Recorded information:
══════════════════════════════

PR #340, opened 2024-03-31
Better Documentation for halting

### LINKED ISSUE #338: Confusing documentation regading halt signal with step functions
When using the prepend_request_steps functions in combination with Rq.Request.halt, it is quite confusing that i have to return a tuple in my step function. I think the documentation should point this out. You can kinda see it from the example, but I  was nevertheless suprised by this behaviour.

══════════════════════════════

Task: Print the listing once more, exactly as it stands above.

Answer section:
PR #340, opened 2024-03-31
Better Documentation for halting

### LINKED ISSUE #338: Confusing documentation regading halt signal with step functions
When using the prepend_request_steps functions in combination with Rq.Request.halt, it is quite confusing that i have to return a tuple in my step function. I think the documentation should point this out. You can kinda see it from the example, but I  was nevertheless suprised by this behaviour.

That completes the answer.